PR #1037, opened 2026-05-11
fix: UI does not update v2 backup state from Error to Completed

houhoucoop:
- Display `Successful` first when the state is `Completed`

### Issue
[[BUG] UI does not update v2 backup state from Error to Completed #12842](https://github.com/longhorn/longhorn/issues/12842)

### Test Result
Screenshot 2026-05-11 at 5 10 07 PM

N/A

### DIFF
--- a/src/utils/formatter.js
+++ b/src/utils/formatter.js
@@ -90,11 +90,12 @@ export function formatSnapshot(selectVolume, snapshot) {
         if (ele.error) {
           backupStatusErrorMsg.push({ replica: ele.replica, error: ele.error })
         }
-        total += ele.progress
+        total += ele.state === 'Completed' ? 100 : ele.progress
       })
       backupStatusObject = {}
       backupStatusObject.backupError = backupStatusErrorMsg
       backupStatusObject.progress = Math.floor(total / backupStatusObjectList.length)
+      backupStatusObject.isCompleted = backupStatusObjectList.every(ele => ele.state === 'Completed')
       backupStatusObject.snapshot = snapshot.name
       backupStatusObject.replicas = backupStatusObjectList.filter(item => item.replica).map(item => item.replica).join(', ')
       backupStatusObject.backupIds = backupStatusObjectList.filter(item => item.id).map(item => item.id).join(',')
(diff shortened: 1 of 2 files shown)


src/utils/formatter.js
```diff
@@ -90,11 +90,12 @@ export function formatSnapshot(selectVolume, snapshot) {
         if (ele.error) {
           backupStatusErrorMsg.push({ replica: ele.replica, error: ele.error })
         }
-        total += ele.progress
+        total += ele.state === 'Completed' ? 100 : ele.progress
```
derekbit, line 93: Won't the `ele.progress` be 100 if the state is completed? cc @mantissahz

mantissahz: When the backup sync monitor encountered an error, it would record the progress in `Backup.Status.Progress`and the error message in the `Backup.Status.Error`. And then after the backup is completed (Also in sync monitor, the `Backup.Status.State` is `Completed`), the error will not be cleaned up.
The progress and state are received from the engine.
And yes, it's weird when it's in `Completed` state and progress is not 100.
But it's actually completed.

It's another issue we should fix.

mantissahz: https://github.com/longhorn/longhorn-spdk-engine/blob/ed42dab52ca358980f02264d4693b0a3bca6c251/pkg/spdk/backup.go#L257-L263
It should be 100 already when it is set `ProgressStateComplete`.
The flow should be refactored in the backup controller reconciliation or the backup monitor synchronization

derekbit: Sounds a small fix. @mantissahz Would you be able to create a PR to fix this issue?

mantissahz: Sure, trying to figure out where the problem is.

mantissahz: https://github.com/longhorn/longhorn-manager/pull/4734

mantissahz:
Control plane fix:
https://github.com/longhorn/longhorn-manager/pull/4734

src/utils/formatter.js
houhoucoop: After the fix, I assume the progress will become 100, but will `ele.error` still have a value?

mantissahz: Yes, it depends on the backend.

houhoucoop:
Closed as won’t fix.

*Work task*: Using the entries above, extract exactly the span from the line with "The progress and" to the line with "mantissahz: Sure, trying", both lines included; leave out everything else.

*Solution to the problem*:
The progress and state are received from the engine.
And yes, it's weird when it's in `Completed` state and progress is not 100.
But it's actually completed.

It's another issue we should fix.

mantissahz: https://github.com/longhorn/longhorn-spdk-engine/blob/ed42dab52ca358980f02264d4693b0a3bca6c251/pkg/spdk/backup.go#L257-L263
It should be 100 already when it is set `ProgressStateComplete`.
The flow should be refactored in the backup controller reconciliation or the backup monitor synchronization

derekbit: Sounds a small fix. @mantissahz Would you be able to create a PR to fix this issue?

mantissahz: Sure, trying to figure out where the problem is.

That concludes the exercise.